Start of Block
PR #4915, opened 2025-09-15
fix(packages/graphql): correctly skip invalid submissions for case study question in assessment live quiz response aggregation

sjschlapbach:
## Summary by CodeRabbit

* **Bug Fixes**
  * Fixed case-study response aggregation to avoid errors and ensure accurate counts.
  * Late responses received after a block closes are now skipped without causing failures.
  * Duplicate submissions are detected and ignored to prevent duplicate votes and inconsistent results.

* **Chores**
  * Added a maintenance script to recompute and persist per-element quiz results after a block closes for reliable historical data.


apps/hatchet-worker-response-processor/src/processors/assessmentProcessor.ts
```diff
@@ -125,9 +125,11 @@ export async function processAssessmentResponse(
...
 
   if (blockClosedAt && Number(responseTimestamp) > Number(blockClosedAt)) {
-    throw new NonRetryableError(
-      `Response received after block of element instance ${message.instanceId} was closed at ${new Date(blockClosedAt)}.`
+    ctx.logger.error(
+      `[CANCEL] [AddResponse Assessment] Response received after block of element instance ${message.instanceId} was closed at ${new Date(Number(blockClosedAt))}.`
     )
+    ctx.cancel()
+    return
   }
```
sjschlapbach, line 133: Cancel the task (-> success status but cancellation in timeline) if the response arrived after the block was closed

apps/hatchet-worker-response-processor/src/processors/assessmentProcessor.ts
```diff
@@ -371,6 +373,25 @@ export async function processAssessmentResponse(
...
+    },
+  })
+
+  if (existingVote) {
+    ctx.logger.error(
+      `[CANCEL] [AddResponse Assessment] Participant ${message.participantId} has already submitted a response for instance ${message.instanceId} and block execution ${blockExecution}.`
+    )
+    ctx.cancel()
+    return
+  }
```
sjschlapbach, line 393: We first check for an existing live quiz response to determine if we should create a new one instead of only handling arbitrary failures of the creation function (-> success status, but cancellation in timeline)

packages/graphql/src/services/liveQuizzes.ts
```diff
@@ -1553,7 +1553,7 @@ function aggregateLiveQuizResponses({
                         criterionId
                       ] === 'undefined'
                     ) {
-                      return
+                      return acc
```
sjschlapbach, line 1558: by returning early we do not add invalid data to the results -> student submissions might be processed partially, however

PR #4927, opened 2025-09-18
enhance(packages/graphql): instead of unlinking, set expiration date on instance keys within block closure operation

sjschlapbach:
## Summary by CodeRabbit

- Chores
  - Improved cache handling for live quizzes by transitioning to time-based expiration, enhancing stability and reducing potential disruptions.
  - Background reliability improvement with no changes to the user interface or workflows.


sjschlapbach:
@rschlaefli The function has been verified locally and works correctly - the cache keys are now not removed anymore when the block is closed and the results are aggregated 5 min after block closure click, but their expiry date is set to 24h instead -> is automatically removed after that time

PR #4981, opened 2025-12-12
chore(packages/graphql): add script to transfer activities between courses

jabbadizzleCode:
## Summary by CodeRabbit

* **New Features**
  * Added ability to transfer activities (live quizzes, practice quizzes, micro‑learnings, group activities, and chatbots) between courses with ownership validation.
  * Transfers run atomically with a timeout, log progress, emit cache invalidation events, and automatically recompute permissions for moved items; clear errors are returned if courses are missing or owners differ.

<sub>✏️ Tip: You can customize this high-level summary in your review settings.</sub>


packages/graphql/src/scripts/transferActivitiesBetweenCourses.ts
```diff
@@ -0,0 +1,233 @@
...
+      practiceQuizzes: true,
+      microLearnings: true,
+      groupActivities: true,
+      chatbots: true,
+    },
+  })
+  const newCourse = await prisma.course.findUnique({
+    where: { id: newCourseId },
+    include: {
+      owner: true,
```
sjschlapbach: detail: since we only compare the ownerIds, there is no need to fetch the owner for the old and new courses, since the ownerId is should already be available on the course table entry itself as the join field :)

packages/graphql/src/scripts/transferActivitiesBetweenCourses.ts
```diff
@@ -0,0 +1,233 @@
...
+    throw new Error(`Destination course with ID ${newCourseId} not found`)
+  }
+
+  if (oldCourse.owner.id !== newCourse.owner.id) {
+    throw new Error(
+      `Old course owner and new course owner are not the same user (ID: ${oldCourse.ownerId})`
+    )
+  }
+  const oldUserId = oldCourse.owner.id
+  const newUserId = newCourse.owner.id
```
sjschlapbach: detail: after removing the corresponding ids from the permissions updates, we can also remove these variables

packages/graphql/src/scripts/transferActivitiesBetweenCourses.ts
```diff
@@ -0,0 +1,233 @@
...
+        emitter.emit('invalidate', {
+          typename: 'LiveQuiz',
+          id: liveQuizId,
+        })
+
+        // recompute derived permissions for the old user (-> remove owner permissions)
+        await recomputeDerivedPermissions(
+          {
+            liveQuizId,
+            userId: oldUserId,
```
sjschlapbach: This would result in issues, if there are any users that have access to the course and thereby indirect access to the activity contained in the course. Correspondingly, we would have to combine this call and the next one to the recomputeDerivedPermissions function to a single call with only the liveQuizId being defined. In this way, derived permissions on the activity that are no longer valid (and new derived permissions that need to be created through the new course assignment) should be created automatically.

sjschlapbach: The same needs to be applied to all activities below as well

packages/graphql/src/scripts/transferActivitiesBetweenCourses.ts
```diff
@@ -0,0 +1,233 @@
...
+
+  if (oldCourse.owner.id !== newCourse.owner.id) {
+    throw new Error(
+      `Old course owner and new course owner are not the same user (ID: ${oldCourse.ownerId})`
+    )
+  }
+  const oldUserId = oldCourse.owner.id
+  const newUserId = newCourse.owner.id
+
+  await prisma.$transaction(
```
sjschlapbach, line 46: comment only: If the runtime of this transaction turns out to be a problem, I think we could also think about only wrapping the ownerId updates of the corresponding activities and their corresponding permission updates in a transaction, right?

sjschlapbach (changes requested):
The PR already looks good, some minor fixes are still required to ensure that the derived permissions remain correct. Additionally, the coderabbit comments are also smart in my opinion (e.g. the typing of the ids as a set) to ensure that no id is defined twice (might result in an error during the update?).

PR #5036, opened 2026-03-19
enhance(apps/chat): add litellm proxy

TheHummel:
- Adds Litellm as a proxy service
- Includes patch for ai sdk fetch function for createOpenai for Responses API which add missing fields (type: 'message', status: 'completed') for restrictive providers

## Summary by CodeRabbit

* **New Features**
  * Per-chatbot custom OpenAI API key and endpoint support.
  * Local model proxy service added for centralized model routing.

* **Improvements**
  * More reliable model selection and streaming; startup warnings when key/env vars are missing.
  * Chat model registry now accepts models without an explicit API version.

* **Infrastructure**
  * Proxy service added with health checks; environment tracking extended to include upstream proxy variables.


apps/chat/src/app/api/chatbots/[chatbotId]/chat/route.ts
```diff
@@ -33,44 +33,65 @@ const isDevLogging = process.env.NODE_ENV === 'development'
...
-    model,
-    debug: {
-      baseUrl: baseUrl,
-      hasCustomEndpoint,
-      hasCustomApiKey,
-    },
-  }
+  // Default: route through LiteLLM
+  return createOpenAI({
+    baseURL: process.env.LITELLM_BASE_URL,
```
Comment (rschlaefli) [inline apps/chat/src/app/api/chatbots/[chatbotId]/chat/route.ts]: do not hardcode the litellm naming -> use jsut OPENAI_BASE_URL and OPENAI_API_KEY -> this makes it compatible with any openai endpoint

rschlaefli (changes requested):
End of Block
_EXERCISE OBJECTIVE:_
From the entries above, copy every line containing the word "reliable".

_FINAL ANSWER:_
  * Added a maintenance script to recompute and persist per-element quiz results after a block closes for reliable historical data.
  * More reliable model selection and streaming; startup warnings when key/env vars are missing.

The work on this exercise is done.